I am a relationship-based practitioner. I believe in seeing each learner as an individual human first. A unique person who has a history, needs, and can learn. As practiced in the Circle of Courage, inclusivity through a sense of belonging aligns with my instinctual teaching methods. As an inclusive teacher, I want to engage all my students in the classroom by making them feel safe first. Students under toxic stress do not learn, and I understand that stressors can come from many sources, especially invisible ones like intergenerational trauma—the climate and culture of my teaching value a social curriculum equal to that of an academic one. Students of different learning needs, ethnicities, religions, cultures, languages, socio-economic factors, LBGTQ2S+, and physical and mental health will find community in my classrooms through my use of Universal Design for Learning and whole-class approaches to social-emotional learning.

I ask my students to “do their best” and believe that everyone is good at something; similarly, to the fair is not equal, mastery is flexible in its definition by the holder. I allow formative assessment to guide my lessons and consider collecting evidence over time to be the truest form of assessment for learning. I promote leadership among my learners with increasing self-governance by age and find a democratic classroom generally an effective engagement strategy.

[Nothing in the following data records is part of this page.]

PR #1339, opened 2019-02-01
refactor(streaming): platform capabilities

blackxored:
Fine-grained specification of platform capabilities. Initial work, as further refactor into existing code isn't done yet. 

This provides a way for platforms to specify what capabilities they support, relieving our `IPlatformService` of optional functions as code grows and eliminating type casts when accessed dynamically through `getPlatformService`.

On the documentation side, we'd have a clearer view as to what we support for each platform, which could also tie into Platform apps.

Supported capabilities:

* `chat`: Display and interact with chat.
* `tags`: Fetch and set stream tags.
* `user-info`: Fetch and set user info.
* `viewer-count`: Fetch viewer count.
* `schedule-stream`: Schedule streams for a later date.
* `scope-validation`: Ability to check whether we're authorized to perform actions that require a given scope.

Usage example:

``` javascript
const platform = getPlatformService(...)
if (platform.supports('tags') {
  // platform is IPlatformService & IPlatformCapabilityTags on this branch
} else {
 // platform is just IPlatformService
}
```

Future abstractions such as this would be possible now:

```javascript
runIfSupports('tags', this.getAllTags)
```

Or decorators, pick your poison :D.

Capability list by platform:

* Twitch:
  - `chat`
  - `scope-validation`
  - `tags`
  - `user-info`
  - `viewer-count`
* Mixer:
  - `chat`
  - `viewer-count`
* Facebook:
  - `chat`
  - `user-info`
  - `viewer-count`
  - `stream-schedule`
* Youtube:
  - `chat`
  - `stream-schedule`

Feel free to add to this list.

### DIFF
--- a/app/services/platforms/facebook.ts
+++ b/app/services/platforms/facebook.ts
@@ -1,5 +1,12 @@
 import { StatefulService, mutation } from '../stateful-service';
-import { IPlatformService, IPlatformAuth, IChannelInfo, IGame } from '.';
+import {
+  IPlatformService,
+  IPlatformAuth,
+  IChannelInfo,
+  IGame,
+  TPlatformCapability,
+  TPlatformCapabilityMap,
+} from '.';
 import { HostsService } from '../hosts';
 import { SettingsService } from '../settings';
 import { Inject } from '../../util/injector';
@@ -35,6 +42,13 @@ export class FacebookService extends StatefulService<IFacebookServiceState>
   @Inject() hostsService: HostsService;
   @Inject() settingsService: SettingsService;
   @Inject() userService: UserService;
+
+  capabilities = new Set<TPlatformCapability>([
+    'chat',
+    'user-info',
+    'viewer-count',
+    'stream-schedule',
+  ]);
 
   authWindowOptions: Electron.BrowserWindowConstructorOptions = { width: 800, height: 800 };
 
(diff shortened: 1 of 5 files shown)


app/services/platforms/facebook.ts
```diff
@@ -36,6 +43,13 @@ export class FacebookService extends StatefulService<IFacebookServiceState>
   @Inject() settingsService: SettingsService;
   @Inject() userService: UserService;
 
+  capabilities = new Set([
+    'chat',
+    'user-info',
+    'viewer-count',
+    'stream-schedule',
+  ] as TPlatformCapability[]);
```
andycreeth: Can we avoid the typecast here?  TypeScript supports generic sets: `new Set<TPlatformCapability>(...)`

app/services/platforms/index.ts
```diff
@@ -19,9 +20,61 @@ export interface IGame {
...
+  'user-info': IPlatformCapabilityUserInfo;
+  /** Fetch viewer count **/
+  'viewer-count': IPlatformCapabilityViewerCount;
+  /** Schedule streams for a latter date **/
+  'stream-schedule': IPlatformCapabilityScheduleStream;
+  /** Ability to check whether we're authorized to perform actions under a given scope **/
+  'scope-validation': IPlatformCapabilityScopeValidation;
+};
+
+export type TPlatformCapability = keyof TPlatformCapabilityMap;
```
andycreeth: Nifty.  Didn't know about using `keyof` like this.

PR #2161, opened 2019-10-04
Add icons to footer buttons

gettinToasty:


andycreeth:
Replay buffer icon is cut off on the themes tab.

andycreeth:
I wasn't logged into a platform that supports scheduling, but should check if scheduled has the same issue since it also looks like a top tooltip.

PR #2162, opened 2019-10-04
Default props for TsxComponent

holiber:


gettinToasty:
tbh i didn't know you could default types like this but seems like a nice QOL change :+1:

PR #2167, opened 2019-10-07
fix undo for removing scene items

andycreeth:


app/services/editor-commands/commands/remove-item.ts
```diff
@@ -3,9 +3,9 @@ import { ScenesService } from 'services/scenes';
 import { Inject } from 'services/core/injector';
 import { SourcesNode } from 'services/scene-collections/nodes/sources';
 import { Source } from 'services/sources';
-import { ResetTransformCommand } from './reset-transform';
 import { ReorderNodesCommand, EPlaceType } from './reorder-nodes';
 import { $t } from 'services/i18n';
+import { ISceneItemSettings } from 'services/api/external-api/scenes';
```
holiber: We should not use interfaces for extenral-api here

PR #2171, opened 2019-10-08
Advanced stats redesign

kuhasuki:
Update:
-Merged performance monitor and performance services
-Adds advanced statistics window
-Color coordinate icon to stream status
-Status is one of three states, good, ok and bad. currently the hardcoded limits for dropped frames, skipped frames and lagged frames are < 30% = good, >30% = ok, > 50% = bad, stream reconnecting = bad
-Allow users to selectively add performance metrics into their footer


app/components/windows/AdvancedStatistics.tsx
```diff
@@ -0,0 +1,211 @@
...
+
+  get status(): { type: string; description: string } {
+    if (this.streamingStatus === 'reconnecting' || this.percentDropped > 50) {
+      return {
+        type: 'error',
+        description: $t('Streamlabs OBS is experiencing difficulties broadcasting'),
+      };
+    }
+
+    if (this.percentDropped > 30) {
```
holiber: AFAIK we have  `droppedThreshold=0.1` value in the TroubleshooterService. Are we going to use another value here?

kuhasuki: Yeah the idea is that we don't want everyone to think their stream is going bad, and 10% dropped frames isn't necessarily going to significantly reduce the quality of the stream. Discussed with Andy and we haven't decided on final numbers yet.

app/components/StudioFooter.vue
```diff
@@ -125,6 +125,18 @@
   }
 }
 
+.warning {
+  color: var(--warning);
+}
+
+.info {
+  color: #e3973e;
```
gettinToasty: is there a reason to use a hex value here instead of one of our existing variable colors?

app/components/windows/AdvancedStatistics.m.less
```diff
@@ -0,0 +1,135 @@
...
+  margin-bottom: 20px;
+  .radius(1);
+
+  span {
+    margin-left: 5px;
+  }
+}
+
+.error {
+  background: rgba(251, 72, 76, 0.28);
```
gettinToasty: we should define this color in colors.less and assign it a variable if it doesn't already exist

app/components/windows/AdvancedStatistics.m.less
```diff
@@ -0,0 +1,135 @@
...
+  color: var(--warning);
+}
+
+.warning {
+  background-color: rgba(227, 151, 62, 0.08);
```
gettinToasty: same as above, althought i'm pretty sure we already have a transparent yellow

app/components/windows/AdvancedStatistics.m.less
```diff
@@ -0,0 +1,135 @@
...
+  color: #e3973e;
```
gettinToasty: same as first comment, i feel like `var(--info)` should work here

app/components/windows/AdvancedStatistics.m.less
```diff
@@ -0,0 +1,135 @@
...
+  color: var(--warning);
+}
+
+.warning-text {
+  color: #e3973e;
+}
+
+.success {
+  background-color: rgba(49, 195, 162, 0.08);
+  color: #31c3a2;
```
gettinToasty: not sure why `success` uses `var(--teal)` above but a hex color here

app/components/windows/AdvancedStatistics.tsx
```diff
@@ -0,0 +1,194 @@
...
+    this.streamingStatusChange.unsubscribe();
+    clearInterval(this.updateInterval);
+  }
+
+  get streamQuality() {
+    return this.performanceService.streamQuality;
+  }
+
+  get status(): { type: string; description: string } {
+    if (this.streamingStatus === 'reconnecting' || this.streamQuality === EStreamQuality.POOR) {
```
gettinToasty: should be `this.streamingStatus === EStreamingState.Reconnecting` right?

app/components/windows/AdvancedStatistics.tsx
```diff
@@ -0,0 +1,194 @@
...
+
+  moment(time: number): string {
+    return moment(time).fromNow();
+  }
+
+  onNotificationHandler(notification: INotification) {
+    if (notification.subType === ENotificationSubType.DEFAULT) {
+      return;
+    }
+    this.notifications.push(notification);
```
gettinToasty: do we want to unshift here so new notifs are at the top?

app/components/windows/AdvancedStatistics.tsx
```diff
@@ -0,0 +1,194 @@
...
+          )}
+        >
+          {this.statusIcon}
+          <span>{this.status.description}</span>
+        </div>
+      </div>
+    );
+  }
+
+  notificationsArea() {
```
gettinToasty: should be a getter if there are no parameters accepted

app/services/performance.ts
```diff
@@ -1,43 +1,99 @@
...
+  @Inject() private troubleshooterService: TroubleshooterService;
+
   static initialState: IPerformanceState = {
     CPU: 0,
     numberDroppedFrames: 0,
     percentageDroppedFrames: 0,
+    numberSkippedFrames: 0,
+    percentageSkippedFrames: 0,
+    numberLaggedFrames: 0,
+    percentageLaggedFrames: 0,
```
gettinToasty: do we need percentages stored in state? i feel like those could all be calculated values

app/components/windows/AdvancedStatistics.tsx
kuhasuki: If I make it a getter, the setInterval forceUpdate that makes the `2 minutes ago` labels update doesn't work

app/components/windows/AdvancedStatistics.tsx
kuhasuki: Yep, will fix

app/components/windows/AdvancedStatistics.tsx
kuhasuki: We probably do. Will check and update.

app/components/windows/AdvancedStatistics.tsx
kuhasuki: Making it a getter breaks the moment driven time label updates

app/services/performance.ts
kuhasuki: Can refactor this I think

kuhasuki: So percentage dropped frames comes directly from OBS pre-calculated.
I can make the other two percentages getters with calculated values but I think it's better to keep things consistent, unless there's a good reason to avoid storing things in state as much as possible.

app/services/performance.ts
```diff
@@ -1,43 +1,99 @@
...
     bandwidth: 0,
     frameRate: 0,
   };
 
-  droppedFramesDetected = new Subject<number>();
-  private intervalId: number;
+  private historicalDroppedFrames: number[] = [];
+  private historicalSkippedFrames: number[] = [];
+  private historicalLaggedFrames: number[] = [];
+  private numberOfSamples: number = SAMPLING_DURATION / STATS_UPDATE_INTERVAL;
```
andycreeth: Seems like it would make more sense for this to be defined up with the other constants.

app/services/customization/customization.ts
```diff
@@ -62,6 +63,12 @@ export class CustomizationService extends PersistentStatefulService<ICustomizati
     folderSelection: false,
     navigateToLiveOnStreamStart: true,
     legacyEvents: false,
+    pinnedStatistics: {
+      cpu: true,
```
andycreeth: I think we should default everything to off

kuhasuki: Oh whoops I put that in for testing and didn't change it back. Good catch

app/services/performance.ts
kuhasuki: Done

app/components/StudioFooter.vue
kuhasuki: fixed

app/components/windows/AdvancedStatistics.m.less
kuhasuki: fixed

app/components/windows/AdvancedStatistics.m.less
kuhasuki: fixed

PR #2172, opened 2019-10-08
Make searchable pages reactive again

gettinToasty:


app/components/shared/SearchablePages.tsx
```diff
@@ -25,9 +25,9 @@ class SearchablePagesProps {
  */
 @Component({ props: createProps(SearchablePagesProps) })
 export default class SearchablePages extends TsxComponent<SearchablePagesProps> {
-  currentPage: string;
+  currentPage: string = '';
   pagesInfo: Dictionary<IPageInfo> = null;
-  searchResultPages: string[];
+  searchResultPages: string[] = null;
```
andycreeth: Should this be empty array instead?  Generally empty array makes more sense and avoids accidental null errors.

Reciprocity is why I am a teacher. With every moment I give to a learner, I am returned it ten-fold. I have always felt an incredible sense of duty as a Canadian citizen. When I began teaching in May 2019, I did not know about BC Educator’s Standard #9; however, I am very honoured to be entrusted with its responsibility. I am beginning to clearly understand how I can move forward to create a classroom where I am not teaching Indigenous epistemologies like a foreign culture but instead integrate it fully as our own First People’s cultures, which exist nowhere else on earth.